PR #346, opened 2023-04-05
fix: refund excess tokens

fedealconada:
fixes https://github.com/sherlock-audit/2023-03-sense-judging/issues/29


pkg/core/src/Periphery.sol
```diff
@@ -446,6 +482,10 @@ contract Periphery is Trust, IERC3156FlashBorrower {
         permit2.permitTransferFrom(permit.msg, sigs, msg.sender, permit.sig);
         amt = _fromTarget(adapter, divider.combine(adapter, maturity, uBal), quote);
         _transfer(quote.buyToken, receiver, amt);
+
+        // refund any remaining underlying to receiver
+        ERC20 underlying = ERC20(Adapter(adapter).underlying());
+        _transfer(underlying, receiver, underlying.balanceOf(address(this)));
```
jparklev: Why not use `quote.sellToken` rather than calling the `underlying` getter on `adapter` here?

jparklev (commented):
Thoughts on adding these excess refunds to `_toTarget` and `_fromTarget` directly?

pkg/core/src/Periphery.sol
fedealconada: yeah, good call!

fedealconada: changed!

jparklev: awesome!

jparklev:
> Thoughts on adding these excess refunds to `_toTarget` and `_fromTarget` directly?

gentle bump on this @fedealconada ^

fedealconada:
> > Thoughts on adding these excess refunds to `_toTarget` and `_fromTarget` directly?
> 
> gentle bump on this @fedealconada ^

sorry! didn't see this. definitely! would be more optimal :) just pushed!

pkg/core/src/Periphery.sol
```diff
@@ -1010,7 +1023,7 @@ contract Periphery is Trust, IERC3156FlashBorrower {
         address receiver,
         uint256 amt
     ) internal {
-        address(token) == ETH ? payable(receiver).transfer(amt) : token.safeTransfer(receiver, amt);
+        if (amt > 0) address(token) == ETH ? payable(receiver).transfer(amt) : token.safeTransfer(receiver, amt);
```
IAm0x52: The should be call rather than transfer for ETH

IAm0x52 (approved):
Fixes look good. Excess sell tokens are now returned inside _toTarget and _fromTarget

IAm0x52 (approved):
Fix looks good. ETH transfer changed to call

==

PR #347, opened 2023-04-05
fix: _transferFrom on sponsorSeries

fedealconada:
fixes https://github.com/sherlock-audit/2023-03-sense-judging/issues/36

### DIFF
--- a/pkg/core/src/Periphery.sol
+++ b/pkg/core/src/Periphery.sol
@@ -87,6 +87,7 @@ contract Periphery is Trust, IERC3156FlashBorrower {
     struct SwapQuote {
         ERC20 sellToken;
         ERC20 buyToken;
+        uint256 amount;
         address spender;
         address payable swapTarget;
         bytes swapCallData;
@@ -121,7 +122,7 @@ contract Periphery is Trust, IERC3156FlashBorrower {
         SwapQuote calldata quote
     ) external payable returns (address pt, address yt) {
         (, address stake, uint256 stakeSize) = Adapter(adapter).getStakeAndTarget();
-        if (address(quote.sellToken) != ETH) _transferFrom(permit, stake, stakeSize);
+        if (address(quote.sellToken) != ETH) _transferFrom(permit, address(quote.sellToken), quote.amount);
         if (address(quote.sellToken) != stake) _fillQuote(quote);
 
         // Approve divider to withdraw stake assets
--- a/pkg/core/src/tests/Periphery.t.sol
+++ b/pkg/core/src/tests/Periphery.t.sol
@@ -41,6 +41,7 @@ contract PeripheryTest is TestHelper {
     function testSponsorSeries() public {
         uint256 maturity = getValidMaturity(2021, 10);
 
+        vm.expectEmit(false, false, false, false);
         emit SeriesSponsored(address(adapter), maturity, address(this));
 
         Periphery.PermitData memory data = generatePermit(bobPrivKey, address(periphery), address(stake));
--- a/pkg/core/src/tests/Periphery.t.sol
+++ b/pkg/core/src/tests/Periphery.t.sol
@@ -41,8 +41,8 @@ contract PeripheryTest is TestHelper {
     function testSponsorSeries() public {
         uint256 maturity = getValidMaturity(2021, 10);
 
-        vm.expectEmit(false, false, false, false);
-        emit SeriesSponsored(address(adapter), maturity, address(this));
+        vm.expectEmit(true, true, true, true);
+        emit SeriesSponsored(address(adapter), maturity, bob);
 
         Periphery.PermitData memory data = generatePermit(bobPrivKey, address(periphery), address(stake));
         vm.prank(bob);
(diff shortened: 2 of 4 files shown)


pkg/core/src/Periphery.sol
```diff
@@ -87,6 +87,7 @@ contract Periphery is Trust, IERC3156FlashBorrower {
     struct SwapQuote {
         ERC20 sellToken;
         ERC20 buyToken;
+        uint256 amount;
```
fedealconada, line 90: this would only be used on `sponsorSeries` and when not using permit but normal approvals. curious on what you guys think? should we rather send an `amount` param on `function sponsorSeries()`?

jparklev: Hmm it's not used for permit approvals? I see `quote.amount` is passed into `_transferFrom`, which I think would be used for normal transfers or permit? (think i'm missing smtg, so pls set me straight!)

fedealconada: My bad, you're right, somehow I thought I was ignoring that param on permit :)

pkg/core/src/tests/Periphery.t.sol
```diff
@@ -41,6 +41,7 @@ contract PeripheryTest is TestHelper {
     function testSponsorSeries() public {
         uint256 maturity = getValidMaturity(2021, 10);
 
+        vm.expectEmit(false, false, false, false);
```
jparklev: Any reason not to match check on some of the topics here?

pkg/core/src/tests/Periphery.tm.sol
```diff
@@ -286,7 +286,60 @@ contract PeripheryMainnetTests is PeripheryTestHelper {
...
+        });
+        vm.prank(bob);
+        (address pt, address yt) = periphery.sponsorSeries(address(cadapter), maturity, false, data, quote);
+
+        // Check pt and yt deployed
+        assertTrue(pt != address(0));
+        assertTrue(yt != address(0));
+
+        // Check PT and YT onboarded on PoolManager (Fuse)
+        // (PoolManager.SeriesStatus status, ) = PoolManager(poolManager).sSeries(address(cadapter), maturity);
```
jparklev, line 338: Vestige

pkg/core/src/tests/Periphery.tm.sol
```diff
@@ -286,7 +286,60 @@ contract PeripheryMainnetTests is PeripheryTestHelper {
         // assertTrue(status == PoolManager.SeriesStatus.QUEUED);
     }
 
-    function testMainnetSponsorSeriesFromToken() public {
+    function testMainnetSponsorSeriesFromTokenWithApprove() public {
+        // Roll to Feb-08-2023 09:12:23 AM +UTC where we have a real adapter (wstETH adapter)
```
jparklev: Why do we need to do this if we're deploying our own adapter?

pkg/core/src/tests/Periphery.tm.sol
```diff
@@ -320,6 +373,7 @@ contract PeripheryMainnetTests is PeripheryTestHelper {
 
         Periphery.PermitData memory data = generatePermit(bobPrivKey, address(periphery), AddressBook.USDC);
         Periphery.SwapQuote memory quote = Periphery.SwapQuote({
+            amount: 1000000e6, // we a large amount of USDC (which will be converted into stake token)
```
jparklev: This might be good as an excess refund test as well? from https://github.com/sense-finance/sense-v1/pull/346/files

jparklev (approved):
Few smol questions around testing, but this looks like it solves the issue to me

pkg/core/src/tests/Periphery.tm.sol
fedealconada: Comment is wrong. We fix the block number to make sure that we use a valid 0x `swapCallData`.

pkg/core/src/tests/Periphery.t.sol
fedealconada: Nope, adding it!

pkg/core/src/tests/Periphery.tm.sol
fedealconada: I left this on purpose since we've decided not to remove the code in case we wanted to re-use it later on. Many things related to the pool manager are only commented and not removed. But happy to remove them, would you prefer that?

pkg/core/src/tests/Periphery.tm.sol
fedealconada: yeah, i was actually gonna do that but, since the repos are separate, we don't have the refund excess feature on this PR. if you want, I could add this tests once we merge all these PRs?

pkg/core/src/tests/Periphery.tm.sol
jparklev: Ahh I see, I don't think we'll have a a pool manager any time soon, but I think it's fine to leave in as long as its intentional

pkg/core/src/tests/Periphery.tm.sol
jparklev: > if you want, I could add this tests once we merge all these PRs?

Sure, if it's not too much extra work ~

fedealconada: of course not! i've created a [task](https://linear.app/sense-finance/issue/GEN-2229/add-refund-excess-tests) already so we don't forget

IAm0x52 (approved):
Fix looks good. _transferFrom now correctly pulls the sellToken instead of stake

--

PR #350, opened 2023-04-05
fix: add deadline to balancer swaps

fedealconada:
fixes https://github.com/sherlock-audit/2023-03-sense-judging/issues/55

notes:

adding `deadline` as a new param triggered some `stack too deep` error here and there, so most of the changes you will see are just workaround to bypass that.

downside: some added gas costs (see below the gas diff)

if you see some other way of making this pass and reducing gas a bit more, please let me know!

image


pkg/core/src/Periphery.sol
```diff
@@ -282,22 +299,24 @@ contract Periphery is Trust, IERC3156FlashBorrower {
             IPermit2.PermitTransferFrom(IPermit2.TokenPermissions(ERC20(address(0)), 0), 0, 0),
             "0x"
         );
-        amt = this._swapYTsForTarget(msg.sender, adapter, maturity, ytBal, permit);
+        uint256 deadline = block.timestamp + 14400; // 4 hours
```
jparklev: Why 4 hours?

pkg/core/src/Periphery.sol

-- WORK REQUIRED --
In the entries above, the lines between the one holding "address spender;" and the one holding "fedealconada, line 90: this", inclusive, are to be printed exactly as written, and those alone.

-- ANSWER SPACE --
         address spender;
         address payable swapTarget;
         bytes swapCallData;
@@ -121,7 +122,7 @@ contract Periphery is Trust, IERC3156FlashBorrower {
         SwapQuote calldata quote
     ) external payable returns (address pt, address yt) {
         (, address stake, uint256 stakeSize) = Adapter(adapter).getStakeAndTarget();
-        if (address(quote.sellToken) != ETH) _transferFrom(permit, stake, stakeSize);
+        if (address(quote.sellToken) != ETH) _transferFrom(permit, address(quote.sellToken), quote.amount);
         if (address(quote.sellToken) != stake) _fillQuote(quote);
 
         // Approve divider to withdraw stake assets
--- a/pkg/core/src/tests/Periphery.t.sol
+++ b/pkg/core/src/tests/Periphery.t.sol
@@ -41,6 +41,7 @@ contract PeripheryTest is TestHelper {
     function testSponsorSeries() public {
         uint256 maturity = getValidMaturity(2021, 10);
 
+        vm.expectEmit(false, false, false, false);
         emit SeriesSponsored(address(adapter), maturity, address(this));
 
         Periphery.PermitData memory data = generatePermit(bobPrivKey, address(periphery), address(stake));
--- a/pkg/core/src/tests/Periphery.t.sol
+++ b/pkg/core/src/tests/Periphery.t.sol
@@ -41,8 +41,8 @@ contract PeripheryTest is TestHelper {
     function testSponsorSeries() public {
         uint256 maturity = getValidMaturity(2021, 10);
 
-        vm.expectEmit(false, false, false, false);
-        emit SeriesSponsored(address(adapter), maturity, address(this));
+        vm.expectEmit(true, true, true, true);
+        emit SeriesSponsored(address(adapter), maturity, bob);
 
         Periphery.PermitData memory data = generatePermit(bobPrivKey, address(periphery), address(stake));
         vm.prank(bob);
(diff shortened: 2 of 4 files shown)


pkg/core/src/Periphery.sol
```diff
@@ -87,6 +87,7 @@ contract Periphery is Trust, IERC3156FlashBorrower {
     struct SwapQuote {
         ERC20 sellToken;
         ERC20 buyToken;
+        uint256 amount;
```
fedealconada, line 90: this would only be used on `sponsorSeries` and when not using permit but normal approvals. curious on what you guys think? should we rather send an `amount` param on `function sponsorSeries()`?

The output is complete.